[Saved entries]
PR #5266, opened 2015-11-17
Forward and X-Forwarded-* header handling fixes

richdougherty:
Backport of forward handling from master (#5260).


dotta:
For 48f6772c857a851617c7170a74b8fa630ca4994c the CI seems to have reported binary incompatibilities (`java.lang.RuntimeException: Play-Netty-Server: Binary compatibility check failed!`). I'm not sure if it's a concern since your last commit is green, but I thought I'd double check with you prior to merging.

richdougherty:
That's probably because I kept the main change and the binary compatibility filtering change as separate commits. The first commit will fail, the second will pass because the binary compatibility filtering is in place. I was planning on leaving the changes unsquashed but I could squash them if you like.

dotta:
Actually, I just noticed you have added a few incompatibility filter to the build. However, those are binary incompatibilities, so I think we will need to adapt the PR to merge it in 2.4.x

richdougherty:
Can you explain more about why the PR need to change? Is it because the commits are unsquashed (so there's a transient failure for the first commit that is fixed by the second commit) or is it because I need to do something else to handle binary incompatibilities?

dotta:
> Can you explain more about why the PR need to change? Is it because the commits are unsquashed (so there's a transient failure for the first commit that is fixed by the second commit)

No need to squash commits.

> or is it because I need to do something else to handle binary incompatibilities?

Yes, this is the culprit. I noticed you have added a few exclusion filters to MiMa for things like removed classes and methods that I believe are part of the Play public api (I haven't look at it in depth, so let me know if I'm wrong).

richdougherty:
> I noticed you have added a few exclusion filters to MiMa for things like removed classes and methods that I believe are part of the Play public api (I haven't look at it in depth, so let me know if I'm wrong).

I think we're safe to make these changes. I'd be very surprised if any end user or plugin author is linking to them. All the changes relate to internal details about how Play processes requests.

* `play.core.server.netty.PlayDefaultUpstreamHandler` – This entire file is internal Play code. It's only referenced from the Play Netty server implementation, not from user code.
* `play.core.server.common.ForwardedHeaderHandler` – Used by Play's internal Akka and Netty code when constructing headers.
* `play.core.server.common.ServerRequestUtils` – Helper to call `ForwadedHeaderHandler`, only used by Play's private code when constructing headers.

dotta:
Agreed Thanks Rich.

» Exercise objective:
State the number of lines above that include "exclusion", and nothing further.

» Output:
2